An example for data from US states:
```{r}
library(geofacet)
ggplot(state_unemp, aes(year, rate)) +
geom_line() +
facet_geo(~ state, grid = "us_state_grid2", label = "name") +
scale_x_continuous(labels = function(x) paste0("'", substr(x, 3, 4))) +
labs(title = "Seasonally Adjusted US Unemployment Rate 2000-2016",
caption = "Data Source: bls.gov",
x = "Year",
y = "Unemployment Rate (%)") +
theme(strip.text.x = element_text(size = 6))
```
Arrangement according to a calendar is also useful.
## A More Complete Template
```r
ggplot(data = ) +
(mapping = aes(),
stat = ,
position = ) +
< ... MORE GEOMS ... > +
+
+
+
```
## Interaction
The `ggplotly` function in the [`plotly` package](https://plot.ly/r/)
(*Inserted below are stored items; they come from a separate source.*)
PR #1551, opened 2015-03-18
Fix for loadFramedSpriteSheet crash when the texture is not loaded yet

alaa-eddine:
this was posted by error in v3 branch :)

### DIFF
--- a/src/pixi/loaders/ImageLoader.js
+++ b/src/pixi/loaders/ImageLoader.js
@@ -78,25 +78,63 @@ PIXI.ImageLoader.prototype.onLoaded = function()
 PIXI.ImageLoader.prototype.loadFramedSpriteSheet = function(frameWidth, frameHeight, textureName)
 {
     this.frames = [];
-    var cols = Math.floor(this.texture.width / frameWidth);
-    var rows = Math.floor(this.texture.height / frameHeight);
-
-    var i=0;
-    for (var y=0; y<rows; y++)
+    if(!this.texture.baseTexture.hasLoaded)
     {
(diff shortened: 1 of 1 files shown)


Moeberg:
I have had trouble with this function. Would some one care to give an example of correct usages of this function?

alaa-eddine:
I suggested this function for Pixi v1 because I needed it but didn't found any equivalent.
it mainly load a spritesheet and split it so you can use each sprite as separate pixi texture.

here is the original post with an example, it's quite old but will show you hot to use it http://www.html5gamedevs.com/topic/1278-loading-uniform-sprite-sheets-not-texturepacker-based/

hope it helps

Moeberg:
Yes I stumbled upon this thread earlier and it works correctly under those circumstances when frames are passed trough a callback function, but the function you wrote for the framework don't have that options which is what throws me off. 

Also the example you linked returns a empty array so I am not able to define in variable which is what I am trying to do.

alaa-eddine:
oh sorry here is an example :)


```javascript
var image = new PIXI.ImageLoader(image_url);
image.loadFramedSpriteSheet(width, height, 'mySpriteSheet');
//image.frames contains the loaded frames but you can't be sure that they are all available for this you need to listen for loaded event

pixiData.image.addEventListener("loaded", function (event) {
	var frames = image.frames; 

       //example of sprite instantiation using a the sprite at index 0
       var sprite = new PIXI.Sprite(frames['mySpriteSheet-0']);

}
```

Moeberg:
Thank you that helped a lot!

PR #1553, opened 2015-03-19
Feature/object assign

drkibitz:
Changed from extend module in favor of Object.assign polyfill using [this package](https://github.com/sindresorhus/object-assign). I know no syntactical ES6 features, but this one is an easy IE9+ polyfill and is always useful.

Also minor change to use `core.utils` ref instead of `utils` ref in core/index.js.

### DIFF
--- a/package.json
+++ b/package.json
@@ -23,7 +23,7 @@
     "async": "^0.9.0",
     "brfs": "^1.2.0",
     "eventemitter3": "^0.1.6",
-    "extend": "^2.0.0",
+    "object-assign": "^2.0.0",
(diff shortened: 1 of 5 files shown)


package.json
```diff
@@ -23,7 +23,7 @@
     "async": "^0.9.0",
     "brfs": "^1.2.0",
     "eventemitter3": "^0.1.6",
-    "extend": "^2.0.0",
+    "object-assign": "^2.0.0",
```
drkibitz: coincidence

englercj:
:+1: Nice!

PR #1554, opened 2015-03-19
Feature/docs

drkibitz:
Small tweaks to docs task.

I was starting to work on some fixes to the docs themselves, but it looks like things may still be in flux here and there so I didn't want to go assuming too much just yet. Ultimately would love a quick overview of what the intention is with the docs. A quick note about how I usually do it, ensure things are documented the public api rather than internal access.


englercj:
:+1:

PR #1563, opened 2015-03-19
Proper classes for the deprecation, that's hopefully going to settle the thing down :)

alvinsight:


src/deprecation.js
```diff
@@ -24,51 +24,56 @@ core.AssetLoader = function () {
...
+ * @see {@link PIXI.Container}
+ * @deprecated since version 3.0
+ */
+core.Stage = function (){
+
+    window.console.warn('You do not need to use a PIXI Stage any more, you can simply render any container.');
+
+    core.Container.call(this);
+
+    return this;
```
drkibitz: Don't return here.

src/deprecation.js
```diff
@@ -24,51 +24,56 @@ core.AssetLoader = function () {
...
+ * @name PIXI.DisplayObjectContainer
+ * @see {@link PIXI.Container}
+ * @deprecated since version 3.0
+ */
+core.DisplayObjectContainer = function (){
+    window.console.warn('DisplayObjectContainer has been shortened to Container, please use Container from now on');
+
+    core.Container.call(this);
+
+    return this;
```
drkibitz: Don't return here.

src/deprecation.js
```diff
@@ -24,51 +24,56 @@ core.AssetLoader = function () {
...
+ * @name PIXI.Strip
+ * @see {@link PIXI.Mesh}
+ * @deprecated since version 3.0
+ */
+core.Strip = function (){
+    window.console.warn('The Strip class has been renamed to Mesh, please use Mesh from now on');
+
+    mesh.Mesh.call(this);
+
+    return this;
```
drkibitz: Don't return here.

src/deprecation.js
```diff
@@ -24,51 +24,56 @@ core.AssetLoader = function () {
...
+core.DisplayObjectContainer.prototype.constructor = core.DisplayObjectContainer;
+
+
+/**
+ * @class
+ * @name PIXI.Strip
+ * @see {@link PIXI.Mesh}
+ * @deprecated since version 3.0
+ */
+core.Strip = function (){
```
drkibitz: +core.Strip = function (texture){

src/deprecation.js
```diff
@@ -24,51 +24,56 @@ core.AssetLoader = function () {
...
+    window.console.warn('The Strip class has been renamed to Mesh, please use Mesh from now on');
+
+    mesh.Mesh.call(this);
```
drkibitz: mesh.Mesh.call(this, texture);

src/deprecation.js
```diff
@@ -24,51 +24,56 @@ core.AssetLoader = function () {
...
-    }
-
-});
+/**
+ * @class
+ * @name PIXI.Stage
+ * @see {@link PIXI.Container}
+ * @deprecated since version 3.0
+ */
+core.Stage = function (){
```
drkibitz:
```js
core.Stage = function (backgroundColor) {
    global.warn('You do not need to use a PIXI Stage any more, you can simply render any container.');
    if (backgroundColor) {
        global.console.warn('In pixi.js 3.0, backgroundColor is a property of the renderer.');
    }
```

englercj:
:+1: To all of @drkibitz's comments.

Also, curious why this change came up. Was the other getter based method not working?

alvinsight:
Closing this to sync my branch properly and add other changes, but I'll reference it back :)

PR #1577, opened 2015-03-22
Feature/cleanup

drkibitz:
No need to define `module.exports = {}` for modules that don't export, modules are always provided with a default empty object via `exports`. Also no need to further export an empty module for up through the dependency tree just requiring will suffice.

The extra modules were getting confusing in how they were bypassing the separation of concerns. I didn't think they should be reaching into the core modules like that. The only one I left was the TextureUv reach in, but I was also tempted to expose that from core to get all of them. What I am trying to help here is maintaining the api contract set by core/index. Use what and how it exports its internal modules, rather than bypassing it.


drkibitz:
Went ahead and expose TextureUvs

englercj:
Looks great to me!  +@GoodBoyDigital for review

GoodBoyDigital:
looks good to me man! Nice work @drkibitz :+1:

Issue #1591, opened 2015-03-24
New home for Spine


englercj:
Hey all,

Mat and I have decided we want to split the spine implementation to a plugin module, outside of the main repository. It would live at https://github.com/pixijs/pixi-spine and be initially based upon the current spine implementation.

We are looking for someone passionate about spine in pixi who would take this plugin and drive it forward from now on. Anyone interested in working on that?

Thanks!

drkibitz:
Sorry, haven't actually used the spine implementation in pixi for a project yet, but thought I'd give a :+1: for the direction ;)

ivanpopelyshev:
Ok, let me try it. I can watch for pull requests and update it for new versions of pixi if its necessary.

englercj:
I'll update this thread when I have the new plugin repo up and running.

GoodBoyDigital:
You the man @ivanpopelyshev :+1:

ivanpopelyshev:
Hey, Mat!
Nice to see you here :) Remember OGS2013?

GoodBoyDigital:
Absolutely! Mr Bombermine :D Hope you are well!

englercj:
I've setup the start of the new spine repo:

https://github.com/pixijs/pixi-spine

It is the v3 version of spine with the changes that @ivanpopelyshev has made recently merged in. Next steps are to remove spine from this repo in the v3 branch, and to publish the other spine implementation to be used here via npm.

ivanpopelyshev:
Stupid question: tabs or spaces? This files have both.

englercj:
I'll add an editorconfig, we prefer spaces.

ivanpopelyshev:
Ok, I'll look at it today or tomorrow. Got a busy weekend :)

englercj:
This repo has been updated to use pixi-spine now.

PR #1592, opened 2015-03-25
Fix for NaN duration values for 'looping' fix

adamdanielsdesign:


ivanpopelyshev:
That fix is for animations that change ik constraints, and its certainly working :)

englercj:
:+1: Are either of you interested in #1591 ?

adamdanielsdesign:
Maybe, I just started with my client, so <<< total noob more or less. However, if things work out I would be working with both spine and pixi on the reg. So I'd be happy lend a comment here and there.

PR #1609, opened 2015-03-27
Spine FlipX/FlipY timeline fix

ivanpopelyshev:
Again, my animation crashed against small error. Even webstorm shown that thing in warnings :) Who wants to check other modules with WebStorm?


englercj:
jshint would've also caught that :) (which is probably what webstorm is doing).

PR #1631, opened 2015-04-02
Added blend modes for particle renderer

TomSlezakowski:
Simple addition to ParticleRenderer to allow BlendModes to be used.

It will only interrogate the first particle, assuming they are all using the same.


woutercommandeur:
This can probably be closed, and doesn't neeed merging, @GoodBoyDigital added this yesterday.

can be used to add some interactive features to a plot created with
`ggplot2`.
* In an R session a call to `ggplotly` opens a browser window with the
interactive plot.
* In an Rmarkdown document the interactive plot is embedded in the
`html` file.
```{r, message = FALSE}
library(plotly)
p <- ggplot(mutate(mpg, cyl = factor(cyl))) +
geom_point(aes(x = displ, y = hwy, fill = cyl),
shape = 21, size = 3)
ggplotly(p)
```
Adding a `text` aesthetic allows the tooltip display to be customized:
```{r, message = FALSE}
p <- ggplot(mutate(mpg, cyl = factor(cyl))) +
geom_point(aes(x = displ, y = hwy, fill = cyl,
text = paste(year, manufacturer, model)),
shape = 21, size = 3)
ggplotly(p, tooltip = "text")
```
## Notes
* There have been several efforts to develop a grammar of interactive
graphics, including [`ggvis`](http://ggvis.rstudio.com/) and
[`animint`](https://tdhock.github.io/animint/); neither seems to be
under active development at this time.
* A recent project
[`gganimate`](https://github.com/thomasp85/gganimate) to add
animation to `ggplot` looks very promising.
* A number of other [`ggplot`
extensions](https://www.ggplot2-exts.org/) are available.
* A [recent blog
post](https://medium.com/bbc-visual-and-data-journalism/how-the-bbc-visual-and-data-journalism-team-works-with-graphics-in-r-ed0b35693535)
explains how the [BBC Visual and Data
Journalism](https://medium.com/bbc-visual-and-data-journalism) team
creates their graphics. More details are provided in an [_R cook
book_](https://bbc.github.io/rcookbook/).
* A [blog
post](https://blog.revolutionanalytics.com/2016/07/data-journalism-with-r-at-538.html)
on use of R and `ggplot` by
[FiveThirtyEight](https://fivethirtyeight.com/). The `ggthemes`
packages includes `theme_fivethirtyeight` to emulate their style.